--- The problem ---
The lines needed are those below that contain the word "ready"; copy each one.
[[ Data open ]]
PR #275, opened 2017-04-22
[9.0][MIG] stock_inventory_line_price: v9 Migration

lasley:
* Split models by file
* Simplify logic in `stock.inventory.line._resolve_inventory_line`
* Remove out of spec manifest keys
* Bump version

### DIFF
--- a/stock_inventory_line_price/models/stock_inventory.py
+++ b/stock_inventory_line_price/models/stock_inventory.py
@@ -1,0 +1,44 @@
+# -*- coding: utf-8 -*-
+# (c) 2016 Esther Martín - AvanzOSC
+# License AGPL-3.0 or later (http://www.gnu.org/licenses/agpl).
+
+from openerp import api, fields, models
+import openerp.addons.decimal_precision as dp
+
+
+class StockInventoryLine(models.Model):
+    _inherit = 'stock.inventory.line'
+
+    theoretical_std_price = fields.Float(
+        'Theorical Cost Price', digits=dp.get_precision('Product Price'),
+        readonly=True)
+    standard_price = fields.Float('Cost Price',
+                                  digits=dp.get_precision('Product Price'))
+
+    @api.model
+    def _resolve_inventory_line(self, inventory_line):
+        if inventory_line.theoretical_std_price !=\
+                inventory_line.standard_price:
+            inventory_line.product_id.standard_price = \
+                inventory_line.standard_price
+            move_id = super(StockInventoryLine,
+                            self)._resolve_inventory_line(inventory_line)
+            if move_id:
+                move = self.env['stock.move'].browse(move_id)
+                move.price_unit = inventory_line.standard_price
+                return move_id
+        return super(StockInventoryLine, self)._resolve_inventory_line(
+            inventory_line)
+
+
+class StockInventory(models.Model):
+    _inherit = 'stock.inventory'
+
+    @api.model
+    def _get_inventory_lines(self, inventory):
+        vals = super(StockInventory, self)._get_inventory_lines(inventory)
+        for line in vals:
+            product = self.env['product.product'].browse(line['product_id'])
+            line.update({'theoretical_std_price': product.standard_price,
+                         'standard_price': product.standard_price})
+        return vals
--- a/stock_inventory_line_price/models/stock_inventory.py
+++ b/stock_inventory_line_price/models/stock_inventory.py
@@ -2,33 +2,7 @@
 # (c) 2016 Esther Martín - AvanzOSC
 # License AGPL-3.0 or later (http://www.gnu.org/licenses/agpl).
 
-from openerp import api, fields, models
-import openerp.addons.decimal_precision as dp
-
-
-class StockInventoryLine(models.Model):
-    _inherit = 'stock.inventory.line'
-
-    theoretical_std_price = fields.Float(
-        'Theorical Cost Price', digits=dp.get_precision('Product Price'),
-        readonly=True)
-    standard_price = fields.Float('Cost Price',
-                                  digits=dp.get_precision('Product Price'))
-
-    @api.model
-    def _resolve_inventory_line(self, inventory_line):
-        if inventory_line.theoretical_std_price !=\
-                inventory_line.standard_price:
-            inventory_line.product_id.standard_price = \
-                inventory_line.standard_price
-            move_id = super(StockInventoryLine,
-                            self)._resolve_inventory_line(inventory_line)
-            if move_id:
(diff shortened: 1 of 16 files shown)


LoisRForgeFlow:
I couldn't use the runbot so I rebuilt it, but I cannot log in yet (after the rebuild)

lasley:
@lreficent - looks like login works now 🚀

LoisRForgeFlow:
@lasley now I tried and again I can't. Why so many issues with the runbot latetly?

lasley:
@lreficent - Got me, looks like Runbot was restarted last night. I'm rebuilding this one again.

stock_inventory_line_price/views/inventory_view.xml
```diff
@@ -0,0 +1,19 @@
...
+        <field name="name">view.inventory.form.inherit</field>
+        <field name="model">stock.inventory</field>
+        <field name="inherit_id" ref="stock.view_inventory_form" />
+        <field name="arch" type="xml">
+            <xpath expr="//field[@name='line_ids']//field[@name='product_id']" position="after">
+                <field name="theoretical_std_price"/>
+                <field name="standard_price"/>
+            </xpath>
+            <xpath expr="//tree" position="attributes">
+                <attribute name="colors">blue: product_qty != theoretical_qty or theoretical_std_price != standard_price; red: theoretical_qty &lt; 0</attribute>
```
LoisRForgeFlow, line 14: I have also modified the colors of the lines [here](https://github.com/OCA/stock-logistics-warehouse/blob/9.0/stock_inventory_discrepancy/views/stock_inventory_view.xml#L43). What would be the proper way to make all this "visual notifications" to coexist? Use icons in one of the cases?

LoisRForgeFlow (commented):
Finally tested! functionally works as expected. Just a comment inline

stock_inventory_line_price/views/inventory_view.xml
lasley: Wow I never considered the modularity concerns of changing line colors - great catch.

What if we conformed to some sort of interface mechanism with a field and a method? Something like:

```
class StockInventory(Model):
    _inherit = 'stock.inventory'

    attribute_colors = fields.Text(compute='_compute_attribute_colors')

    def _compute_attribute_colors(self):
        colors = '; '.join(["%s: %s" % (k, v) for k, v in colors.items()])
        for record in self:
            record.attribute_colors = colors

    @api.model
    def _get_attribute_colors(self):
        return {
            'blue': 'product_qty != theoretical_qty or theoretical_std_price != standard_price',
            'red': 'theoretical_qty &lt; 0',
        }
```

We'd need a base module though.

LoisRForgeFlow: I'm not sure, that way the only thing you do is move the problem to another place I think. Because then you and me would overwrite the `_get_attribute_colors()` separately instead of the attributes in the view, leading to the same problem: whoever overrides the last would prevail, right?

lasley: Damn yeah you're right - for some reason I was only considering different colors being used, but yeah we're actually conflicting at the color level.

What if we took the same proposal, but instead combined the colors from all parents. Something like:

``` python
class StockInventory(Model):
    _inherit = 'stock.inventory'

    attribute_colors = fields.Text(compute='_compute_attribute_colors')

    def _compute_attribute_colors(self):
        """ This would be in the base module """
        colors = defaultdict([])
        for color, logic in self._get_attribute_colors():
            colors[color].append('(%s)' % logic)
        colors = '; '.join(["%s: %s" % (k, ' or '.join(v)) for k, v in colors.items()])
        for record in self:
            record.attribute_colors = colors

    @api.model
    def _get_attribute_colors(self):
        """ This would be in our modules. The base would simply return `[]` """
        res = super(StockInventory, self)._get_attribute_colors()
        res += [
            ('blue', 'product_qty != theoretical_qty or theoretical_std_price != standard_price'),
            ('red', 'theoretical_qty &lt; 0'),
        ]
        return res
```

LoisRForgeFlow: Yes, that makes more sense to me. If no one see some problem with it, we can go like this.

Another point, that is more like a question is: I use the decoration classes of bootstrap because that was what I saw in v9 code to color lines, do you think that is good to use standard colors or try to keep with bootstrap classes?

lasley: I prefer bootstrap classes, because then they can be themed.

LoisRForgeFlow: So, if you want you can add this little module here in this PR and I'll open another one adapting to your changes

stock_inventory_line_price/models/stock_inventory.py
```diff
@@ -0,0 +1,18 @@
...
+from openerp import api, models
+
+
+class StockInventory(models.Model):
+    _inherit = 'stock.inventory'
+
+    @api.model
+    def _get_inventory_lines(self, inventory):
+        vals = super(StockInventory, self)._get_inventory_lines(inventory)
+        for line in vals:
```
lmignon: @lasley IMO we should browse all the product at once to avoid performance issue...

stock_inventory_line_price/views/inventory_view.xml
lmignon: @lasley Do you plan to work on this PR to take into account the comment from @lreficent?

rousseldenis: @lasley ping

stock_inventory_line_price/models/stock_inventory.py
rousseldenis: @lasley Can you look into @lmignon remarks to move forward on this ?

lasley:
Sorry guys - I suck and missed this a bunch. My workload's pretty intense at the moment, so I probably won't have time to make the base module in https://github.com/OCA/stock-logistics-warehouse/pull/275#discussion_r115679274 for a while unfortunately. 

I did attend to @lmignon's performance comment though, and added the colorization conflict note to the readme

rousseldenis (approved):
Code review

LoisRForgeFlow (changes requested):
Still one comment unattended, oventhough Lasley is likely not going to do it, in order to merge it should be solved.

rousseldenis:
@lreficent So, closing ?

LoisRForgeFlow:
@rousseldenis I guess so, if someone is interested on continuing the work can open a new PR.

PR #278, opened 2017-05-08
[9.0][stock_cycle_count] Assign zones to cycle count rules

JordiBForgeFlow:
This PR improves the cycle count by allowing users to define zones (locations) to which the rules should be applied. If the user does not indicate a zone, the application will use all the locations of the warehouse that was selected.

cc @lreficent

### DIFF
--- a/stock_cycle_count/README.rst
+++ b/stock_cycle_count/README.rst
@@ -32,6 +32,15 @@ To install this module, you need to:
 * Download this module to your addons path.
 * Install the module in your database.
 
+Recommendations
+---------------
+
+It is highly recommended to use this module in conjunction with:
+
+* `stock_inventory_verification_request`: Adds the capability to request Slot
+  Verifications.
+* `stock_inventory_lockdown`: Lock down locations during inventories.
+
 Configuration
 =============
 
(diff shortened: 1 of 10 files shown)


lreficent:
Coverage is red because of a onchange method, I'm wondering whether it is really needed to test onchange method in tests?  :confused:

LoisRForgeFlow:
Coverage is red because of an onchange method, I'm wondering whether it is really needed to test onchange method in tests?  :confused:

lasley:
> I'm wondering whether it is really needed to test onchange method in tests? 

If it's logic, it should be tested.

LoisRForgeFlow:
Yes, I suppose I have no scape  :sweat_smile:

It's done now!

LoisRForgeFlow:
This PR also fix the following issues:

* Do not propose cycle counts in the past.
* ~~Able to handle several pre-existing and planned cycle counts for the same location.~~
* Cycle counts only editable in state draft.
* Track some fields in the mail thread.
* Enhance the cycle count tree view with filters and colors.
* The configuration of an inventory adjustment related to a cycle count cannot be modified.
* Not cancel but update pre-existing cycle counts.
* Add server action to confirm several CC at a time.

lasley:
@lreficent - seeing as there's still commits coming into this PR, I'm going to set as WIP. Let me know when ready for review and I'll switch the tag.

LoisRForgeFlow:
@lasley I totally forgot, this is ready to review. You can change the tag.

Thanks!

MiquelRForgeFlow (approved):
LGTM! :+1:

PR #1217, opened 2021-08-16
[12.0][IMP] stock_move_location: add option to propose available quantities

yostashiro:
This PR adds the available quantity column in the move location wizard line,
and allows users to configure in the operation type as necessary to make the available quantity
(non-reserved quantity) the default move quantity instead of the max quantity (quantity on hand).

With this, the risk of unexpectedly moving some reserved quants can be mitigated.

image


TomohiroAbe-Quartile (approved):
Functional : OK
Code : LGTM.

tack-yabeQuartile (approved):
I felt this is a nice function. LGTM from viewpoints of both functional and code.

PR #879, opened 2020-04-07
[12.0][FIX] user can delete lines

jarroyomorales:
Unlink permision of stock_requests was missing for stock request users.

@HviorForgeFlow @etobella

PR #645, opened 2019-07-08
[FIX] stock_request: Allow users to delete stock requests

etobella:
Without this, users cannot delete lines of stock request orders. The unlink cannot be used unless the state is `draft`

@jbeficent

PR #1219, opened 2021-08-22
[14.0][FIX] stock_request: Stock Request User can delete Stock Request

newtratip:
1. Setting user role to `Stock Request User`
2. Create Stock Request Order
3. Add Item Lines
4. Can not delete item lines
Selection_145

This PR is fix item lines should be delete by stock request user.

cc: @kittiu @ps-tubtim

### DIFF
--- a/stock_request/security/ir.model.access.csv
+++ b/stock_request/security/ir.model.access.csv
@@ -1,5 +1,5 @@
 id,name,model_id:id,group_id:id,perm_read,perm_write,perm_create,perm_unlink
-access_stock_request_user,stock request user,model_stock_request,group_stock_request_user,1,1,1,
+access_stock_request_user,stock request user,model_stock_request,group_stock_request_user,1,1,1,1
 access_stock_request_manager,stock request manager,model_stock_request,group_stock_request_manager,1,1,1,1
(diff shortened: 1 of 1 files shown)


kittiu:
@newtratip The module intention is for stock manager to delete only, and not allow for stock user. I think this is by design since version 11.

I also don't know why it happen this way. But I think you should consult with the original author of this module, if you still want to proceed.

newtratip:
@kittiu, There is PR for `Allow users to delete stock requests` https://github.com/OCA/stock-logistics-warehouse/pull/645 in V.11 and `Fix user can delete lines` https://github.com/OCA/stock-logistics-warehouse/pull/879 in V.12. we can cherry pick this one.

In V.11, V.12 we can delete stock request
In V.13, V.14 we can not delete stock request

I think we should fix it.

kittiu:
> @kittiu, There is PR for `Allow users to delete stock requests` #645 in V.11 and `Fix user can delete lines` #879 in V.12. we can cherry pick this one.
> 
> In V.11, V.12 we can delete stock request
> In V.13, V.14 we can not delete stock request
> 
> I think we should fix it.

OK. Thanks for explaination.

kittiu (approved):

rousseldenis (approved):

HaraldPanten (approved):
LGTM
[[ Data closed ]]
--- Exercise solution ---
@lreficent - seeing as there's still commits coming into this PR, I'm going to set as WIP. Let me know when ready for review and I'll switch the tag.
@lasley I totally forgot, this is ready to review. You can change the tag.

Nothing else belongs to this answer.